## Assignment:
Below are the entries. Set down exactly the line containing "get this info." and each line after it.
::: Data to use :::
Issue #753, opened 2016-06-14
{server_uptime} not reporting correctly


ronwbrown:
**Version:**
1.4.6
**Branch:**
Master
**Commit hash:**
d9474cdcc5e72ff311569a234e3abe7dec06d9a2
**Operating system:**
Server 2008
**Python version:**
latest
**What you did?**
Set notifications to post to facebook, including the {server_uptime} tag.
**What happened?**
messages posted shows hours of uptime, but only up to 24 hours, then resets to 0 again.
**What you expected?**
I expected to see "Days" or at least hours uptime above 24.
**How can we reproduce your issue?**
create a notification using the {server_uptime} tag.
if the server has been up for 25 hours, it will report 1 hour.

**What are your (relevant) settings?**
NA
**Link to logs:**
NA

nucshuco:
Same issue here on FreeNas 9.10.1

deed02392:
Same issue here on CentOS.

JonnyWong16:
`{server_uptime}` has been removed in v2 because there is no accurate way to get this info.

PR #1267, opened 2018-03-06
Fix {server_uptime} tag

deed02392:
Bug #753: part-fix. The `server.xml` endpoint returns two attributes:
```
createdAt="1497562639" updatedAt="1520351529"
```

Plexpy uses `updatedAt` for which it is unclear as to what event it references.

`createdAt` is _closer_ to the actual "server uptime" in that it seems to be the timestamp when the server was created. As of right now the `createdAt` value corresponds to roughly when I first installed Plex (from memory).

`{server_uptime}` is described in such a way it appears it should return what `uptime` returns when run on the console of the Plex server's host OS, but that value doesn't appear to be exposed anywhere by the Plex API that I can tell.

### DIFF
--- a/plexpy/notification_handler.py
+++ b/plexpy/notification_handler.py
@@ -550,8 +550,8 @@ def build_notify_text(session=None, timeline=None, notify_action=None, agent_id=
     server_times = plex_tv.get_server_times()
 
     if server_times:
-        updated_at = server_times['updated_at']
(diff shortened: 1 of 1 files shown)


JonnyWong16:
Since neither `updatedAt` or `createdAt` is an accurate "uptime", I have already removed the `{server_uptime}` parameter as an option in v2.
:::
## Result of this task:
`{server_uptime}` has been removed in v2 because there is no accurate way to get this info.

PR #1267, opened 2018-03-06
Fix {server_uptime} tag

deed02392:
Bug #753: part-fix. The `server.xml` endpoint returns two attributes:
```
createdAt="1497562639" updatedAt="1520351529"
```

Plexpy uses `updatedAt` for which it is unclear as to what event it references.

`createdAt` is _closer_ to the actual "server uptime" in that it seems to be the timestamp when the server was created. As of right now the `createdAt` value corresponds to roughly when I first installed Plex (from memory).

`{server_uptime}` is described in such a way it appears it should return what `uptime` returns when run on the console of the Plex server's host OS, but that value doesn't appear to be exposed anywhere by the Plex API that I can tell.

### DIFF
--- a/plexpy/notification_handler.py
+++ b/plexpy/notification_handler.py
@@ -550,8 +550,8 @@ def build_notify_text(session=None, timeline=None, notify_action=None, agent_id=
     server_times = plex_tv.get_server_times()
 
     if server_times:
-        updated_at = server_times['updated_at']
(diff shortened: 1 of 1 files shown)


JonnyWong16:
Since neither `updatedAt` or `createdAt` is an accurate "uptime", I have already removed the `{server_uptime}` parameter as an option in v2.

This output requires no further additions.